We can now use the quadkey to filter down the number of points that need to be checked in detail (with a “full” intersection). These sorts of string checks are way cheaper than the UDF with the full intersection. We can vastly improve the runtime for larger datasets with this intervention.

start_time = time.clock()
qk_res = (
    df2
    .where(F.col("qk").substr(1, 12) == "023101030121")
    .where(intx_udf(F.col("x"), F.col("y")))
).count()
run_time = round(time.clock() - start_time, 3)
print("- - -")
print(f"quadkey method result: {qk_res}")
print(f"quadkey method run time: {run_time} seconds")

# results:
# quadkey method result: 8
# quadkey method run time: 0.007 seconds

Is there more we can do?

We can keep taking this further if we want. We can come up with a new UDF that handles a group of x/y coordinates after a filter is produced. The advantage here is to reduce the number of rows that a UDF needs to be applied on.

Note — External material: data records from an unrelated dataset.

PR #423, opened 2026-02-04
Fix #181: Structural separation of Pauli measurements

### LINKED ISSUE #181: Add Pauli plane measurements

thierry-martinez:
This commit introduces a structural separation between Pauli measurements and arbitrary measurements. Technically, the class `Measurement` is now abstract and has two concrete subclasses: `PauliMeasurement` and `BlochMeasurement`. In patterns,  `M` commands are now parameterized by an instance `Measurement` (instead of carrying a plane and an angle).

With these changes, an M command on an arbitrary measurement is written in the following form:
```python
M(node, BlochMeasurement(angle, plane), s_domain, t_domain)
```
and an M command on a Pauli measurement is written as:
```python
M(node, PauliMeasurement(axis, sign), s_domain, t_domain)
```

There are convenient notations for common cases:
- for an arbitrary measurement on a statically known plane, the user can use `Measurement.XY(angle)`, `Measurement.YZ(angle)`, or `Measurement.XZ(angle)`;
- for a positive Pauli measurement on a statically known axis, the user can use `Measurement.X`, `Measurement.Y`, `Measurement.Z`;
- for a negative Pauli measurement on a statically known axis, the user can use `-Measurement.X`, `-Measurement.Y`, `-Measurement.Z`.

By default, `M(node)` is `M(node, Measurement.X)`.

There is no implicit conversion between Pauli measurements represented as `PauliMeasurement` and measurements represented as `BlochMeasurement`.  `Measurement` class provides methods to perform these conversions explicitly:

- `to_bloch()` returns a `BlochMeasurement` equivalent to the given measurement; note that there are multiple possible Bloch descriptions for the same Pauli measurement. `to_bloch()` uses `Plane.XY` for `X` and `Y` and `Plane.YZ` for `Z`.
- `try_to_pauli()` returns a `PauliMeasurement` equivalent to the given measurement if it exists (up to a precision error specified by optional parameters `rel_tol` and `abs_tol`), or `None` otherwise.
- `to_pauli_or_bloch()` is similar to `try_to_pauli()`, but returns the original measurement instead of `None` in the non-Pauli case.

There are conversion functions at the level of `Pattern`, `StandardizedPattern`, and `OpenGraph` to convert all measurements:

- `to_bloch()` converts all measurements to `BlochMeasurement`;
- `infer_pauli_measurements()` converts all measurements that are Pauli (up to a precision error) into `PauliMeasurement`.

In particular, Pauli presimulation, flow extraction algorithms and visualization routines do not perform any implicit conversion:

- Pauli presimulation only applies on `M` commands carrying a `PauliMeasurement`;

- causal flows and gflows may only exist if all measurements are `BlochMeasurement`;

- Pauli flows considers a measurement to be a Pauli measurement only if it carries a `PauliMeasurement`;

- visualization routines now take an `OpenGraph` directly instead of taking planes and angles separately, and displayed Pauli nodes and labels reflect whether the measurement is a `BlochMeasurement` or a `PauliMeasurement`. In particular, since there is no Pauli-flow extraction from pattern, visualization of flows extracted from patterns only work if all measurements are `BlochMeasurement` (and no Pauli nodes will be displayed).

### DIFF
--- a/graphix/opengraph.py
+++ b/graphix/opengraph.py
@@ -4,6 +4,7 @@ from __future__ import annotations
 
 from dataclasses import dataclass
 from typing import TYPE_CHECKING, Generic, TypeVar
+from warnings import warn
 
 import networkx as nx
 
@@ -11,13 +12,12 @@ from graphix.flow._find_cflow import find_cflow
 from graphix.flow._find_gpflow import AlgebraicOpenGraph, PlanarAlgebraicOpenGraph, compute_correction_matrix
 from graphix.flow.core import GFlow, PauliFlow
 from graphix.fundamentals import AbstractMeasurement, AbstractPlanarMeasurement
-from graphix.measurements import Measurement
+from graphix.measurements import BlochMeasurement, Measurement
 
 if TYPE_CHECKING:
     from collections.abc import Callable, Collection, Iterable, Mapping, Sequence
 
     from graphix.flow.core import CausalFlow
-    from graphix.measurements import BlochMeasurement
     from graphix.parameter import ExpressionOrSupportsFloat, Parameter
     from graphix.pattern import Pattern
 
@@ -87,8 +87,14 @@ class OpenGraph(Generic[_AM_co]):
         if len(outputs) != len(self.output_nodes):
             raise OpenGraphError("Output nodes contain duplicates.")
 
-    def to_pattern(self: OpenGraph[Measurement]) -> Pattern:
+    def to_pattern(self: OpenGraph[Measurement], *, stacklevel: int = 1) -> Pattern:
         """Extract a deterministic pattern from an `OpenGraph[Measurement]` if it exists.
+
+        Parameters
+        ----------
+        stacklevel : int, optional
+            Stack level to use for warnings. Defaults to 1, meaning that warnings
+            are reported at this function's call site.
 
         Returns
         -------
@@ -118,7 +124,7 @@ class OpenGraph(Generic[_AM_co]):
         else:
             flow = bloch_case.find_causal_flow()
         if flow is None:
-            flow = self.find_pauli_flow()
+            flow = self.find_pauli_flow(stacklevel=stacklevel + 1)
         if flow is not None:
             return flow.to_corrections().to_pattern()
         raise OpenGraphError("The open graph does not have flow. It does not support a deterministic pattern.")
@@ -392,10 +398,16 @@ class OpenGraph(Generic[_AM_co]):
             raise OpenGraphError("The open graph does not have a gflow.")
         return gf
 
-    def extract_pauli_flow(self: OpenGraph[_AM_co]) -> PauliFlow[_AM_co]:
+    def extract_pauli_flow(self: OpenGraph[_AM_co], *, stacklevel: int = 1) -> PauliFlow[_AM_co]:
         r"""Try to extract a maximally delayed Pauli on the open graph.
 
         This method is a wrapper over :func:`OpenGraph.find_pauli_flow` with a single return type.
+
+        Parameters
+        ----------
+        stacklevel : int, optional
+            Stack level to use for warnings. Defaults to 1, meaning that warnings
+            are reported at this function's call site.
 
         Returns
         -------
@@ -411,7 +423,7 @@ class OpenGraph(Generic[_AM_co]):
         --------
         :func:`OpenGraph.find_pauli_flow`, :func:`OpenGraph.infer_pauli_measurements`
         """
-        pf = self.find_pauli_flow()
+        pf = self.find_pauli_flow(stacklevel=stacklevel + 1)
         if pf is None:
             raise OpenGraphError("The open graph does not have a Pauli flow.")
         return pf
@@ -476,8 +488,14 @@ class OpenGraph(Generic[_AM_co]):
             correction_matrix
         )  # The constructor returns `None` if the correction matrix is not compatible with any partial order on the open graph.
 
-    def find_pauli_flow(self: OpenGraph[_AM_co]) -> PauliFlow[_AM_co] | None:
+    def find_pauli_flow(self: OpenGraph[_AM_co], *, stacklevel: int = 1) -> PauliFlow[_AM_co] | None:
         r"""Return a maximally delayed Pauli on the open graph if it exists.
+
+        Parameters
+        ----------
+        stacklevel : int, optional
+            Stack level to use for warnings. Defaults to 1, meaning that warnings
+            are reported at this function's call site.
 
         Returns
         -------
@@ -514,6 +532,7 @@ class OpenGraph(Generic[_AM_co]):
         >>> str(og.infer_pauli_measurements().extract_pauli_flow())
         'p(0) = {1}, p(1) = {2}; {0, 1} < {2}'
         """
+        self._warn_non_inferred_pauli_measurements(stacklevel=stacklevel + 1)
         aog = AlgebraicOpenGraph(self)
         correction_matrix = compute_correction_matrix(aog)
         if correction_matrix is None:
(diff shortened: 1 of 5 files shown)


graphix/simulator.py
```diff
@@ -302,7 +308,10 @@ def run(self, input_state: Data = BasicStates.PLUS, rng: Generator | None = None
         # to catch these errors before starting the simulation.
         self.pattern.check_runnability()
 
+        logger.debug("Initial state: %s", self.backend.state)
```
shinich1, line 324: I guess these logger-related lines are to be removed?

graphix/opengraph.py
```diff
@@ -110,19 +112,71 @@ def to_pattern(self: OpenGraph[Measurement]) -> Pattern:
...
+        else:
+            flow = bloch_case.find_causal_flow()
+        if flow is None:
+            flow = self.find_pauli_flow()
+        if flow is not None:
+            return flow.to_corrections().to_pattern()
         raise OpenGraphError("The open graph does not have flow. It does not support a deterministic pattern.")
 
-    def isclose(self, other: OpenGraph[_M_co], rel_tol: float = 1e-09, abs_tol: float = 0.0) -> bool:
+    def map(self: OpenGraph[_A], f: Callable[[_A], _B]) -> OpenGraph[_B]:
```
shinich1, line 132: are the `map` methods tested?

graphix/simulator.py
thierry-martinez: I suggest keeping them and, more generally, equipping the code with more logging. I think it is a better practice than ad-hoc print debugging: the logging API is convenient for developers to enable the logs they want when debugging, it should be close to zero cost when logging is disabled, and it is less error prone than adding and removing `print` lines repeatedly.

graphix/opengraph.py
thierry-martinez: They were indirectly tested because they were used by `to_bloch`, `downcast_bloch`, and `infer_pauli_measurements`, which are tested. However, I have just added more documentation in the docstrings, including examples that are tested with `pytest --doctest-modules`.

thierry-martinez:
I added more documentation in `measurements.py` and other impacted modules, and the examples are tested with `pytest --doctest-modules`. In particular, test coverage for `measurements.py` is now 100%.

graphix/opengraph.py
```diff
@@ -2,33 +2,35 @@
...
     from graphix.parameter import ExpressionOrSupportsFloat, Parameter
     from graphix.pattern import Pattern
 
 # TODO: Maybe move these definitions to graphix.fundamentals and graphix.measurements ? Now they are redefined in graphix.flow._find_gpflow, not very elegant.
-_M_co = TypeVar("_M_co", bound=AbstractMeasurement, covariant=True)
+_AM_co = TypeVar("_AM_co", bound=AbstractMeasurement, covariant=True)
 _PM_co = TypeVar("_PM_co", bound=AbstractPlanarMeasurement, covariant=True)
+_M = TypeVar("_M", bound=Measurement)
+_A = TypeVar("_A", bound=AbstractMeasurement)
+_B = TypeVar("_B", bound=AbstractMeasurement)
```
emlynsg, line 29: Should we centrally define and import these TypeVars that are used across modules?

graphix/visualization.py
```diff
@@ -146,20 +107,22 @@ def place_paths(
                 return self.place_edge_paths(cf, pos)
 
         else:
-            g_flow = og.find_gflow()
-            if g_flow is not None:
-                print("Gflow detected in the graph. (flow not detected)")
-                pos = self.place_gflow(g_flow)
-                cf = g_flow.correction_function
-                l_k = {node: layer_idx for layer_idx, layer in enumerate(g_flow.partial_order_layers) for node in layer}
+            pauli_flow = self.og.find_pauli_flow()
```
emlynsg, line 110: Can you explain why we have switched from gflow to Pauli flow? Would it not be better to specify the strongest present flow?

tests/baseline/test_draw_graph_reference_True.png
emlynsg, line 1: I think it was clearer when the axis measurements were labelled as such in these plots.

tests/test_pyzx.py
```diff
@@ -74,15 +74,15 @@ def test_random_clifford_t() -> None:
         assert_reconstructed_pyzx_graph_equal(g)
 
 
-@pytest.mark.parametrize("jumps", range(1, 11))
+@pytest.mark.parametrize("jumps", range(1, 2))
```
emlynsg: Is there a reason to reduce the number of jumps?

graphix/opengraph.py
thierry-martinez: These type variables are defined in an ad hoc manner. For instance, there are two type variables bounded by `AbstractMeasurement` because `map()` needs them. Therefore, I prefer to define them locally. Ideally, I would prefer to use the type parameter syntax introduced by PEP 695, but we will have to wait until October 2027 for Python 3.11 to be deprecated.

graphix/visualization.py
thierry-martinez: Actually, now that Pauli measurements are separated from the others, `find_pauli_flow` is just an extension of the `find_gflow` function for graphs with Pauli measurements. On graphs where all measurements are represented as `BlochMeasurement` instances, they behave the same, and `find_gflow` does not support graphs with Pauli measurements. Therefore, on graphs where all measurements are represented as `BlochMeasurement` instances, the visualization will behave as before, and on graphs with Pauli measurements, the visualization will now find a Pauli flow. Previously, the visualization only looked for a gflow, and Pauli measurements were interpreted as planar measurements. We can still reproduce this behavior now by calling `to_bloch()` before visualizing.

tests/baseline/test_draw_graph_reference_True.png
thierry-martinez: I agree, but these labels were misleading: the nodes appeared as Pauli nodes, whereas the flow was extracted as gflow (which is also a correct Pauli flow, but the flow extraction works only on graphs with gflow). I opened issue #432 to implement Pauli flow extraction and visualize the graph with Pauli nodes and Pauli flow.

tests/test_pyzx.py
thierry-martinez: Oops, nice catch: I just forgot to restore the number of jumps after debugging. Fixed in a231b91.

graphix/fundamentals.py
```diff
@@ -294,6 +294,10 @@ def to_plane(self) -> Plane:
         Plane
         """
 
+    @override
+    def to_plane_or_axis(self) -> Plane | Axis:
```
matulni: I'm confused, why does the abstract class `AbstractPlanarMeasurement` need to implement this method? 
Also, shouldn't be the return type just `Plane` ?

graphix/flow/core.py
matulni: Would it be possible to rename this variable as `_AM_co` for consistency with the `opengraph.py` module (it's a bit of nitpicking, but I think it would improve readability) ? (Or alternatively to define it locally if you think it's more appropriate following [@emlynsg 's comment](https://github.com/TeamGraphix/graphix/pull/423#discussion_r2804634116) ).

graphix/fundamentals.py
thierry-martinez: Yes, the return type can be narrowed to `Plane`: fixed in a14cb59. There is no need for an abstract class to implement any method, but in this case, I think it makes sense to have a default implementation of `to_plane_or_axis` in `AbstractPlanarMeasurement` that just calls `to_plane`. It is more convenient for derived classes just to implement `to_plane` and have `to_plane_or_axis` for free. For instance, in `BlochMeasurement`, I did not reimplement `to_plane_or_axis`. I didn't remove `to_plane_or_axis` from `Plane` because it was not incorrect to leave it there, but I could remove it.

graphix/flow/core.py
thierry-martinez: Done in a14cb59, with local redefinition.

graphix/fundamentals.py
matulni: Thanks!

Such a solution requires that the filtering polygon and the segmentation of points is small enough or controlled enough to produce rows have a group of point coordinates that is small enough to be held in memory by one of the workers doing this processing.

def perform_intersection_group(ids, xs, ys):
    geoms = [Point(x, y) for x, y in zip(xs, ys)]
    gdf = gpd.GeoDataFrame({"id": ids}, geometry=geoms)
    polygon = make_poly()
    sub = gdf[gdf.intersects(polygon)]
    return list(sub["id"].astype(int))

intx_hybrid_udf = F.udf(perform_intersection_group, T.ArrayType(T.IntegerType()))

Now, we can update our logic to first filter down to the quadkey of interest, and then to further subdivide within that quadkey and break the sublist into groups. These groups can then be fed to workers and each can have a list of points intersected with a polygon. In fact, it may be possible to even bring back the original example of a spatial intersection being created and leveraged when performing intersections between a polygon and a cluster of points at this point.

# prep for poor man + regular r-tree combined
start_time = time.clock()
qk_res = (
    df2
    .where(F.col("qk").substr(1, 12) == "023101030121")
    .withColumn("qk_group", F.col("qk").substr(1, 14))
    .groupBy("qk_group")
    .agg(
        F.collect_list("id").alias("ids"),
        F.collect_list("x").alias("xs"),
        F.collect_list("y").alias("ys")
    )
    .withColumn("keep_ids", intx_hybrid_udf(F.col("ids"), F.col("xs"), F.col("ys")))
    .withColumn("keep_ids", F.explode(F.col("keep_ids")))
).count()
run_time = round(time.clock() - start_time, 3)
print("- - -")
print(f"quadkey hybrid w/ r-tree method result: {qk_res}")
print(f"quadkey hybrid w/ r-tree method run time: {run_time} seconds")

Conclusion

When working with large/big datasets, find ways to filter data down to a more reasonable size as soon as possible. With spatial intersections, marking the quadkey of each point might help with a spatial intersection by allowing you to quickly remove immediate outlier points without having to construct a spatial index or otherwise track and index all the points that lie outside the target quadkey/s that encapsulates the polygon being used to filter the points.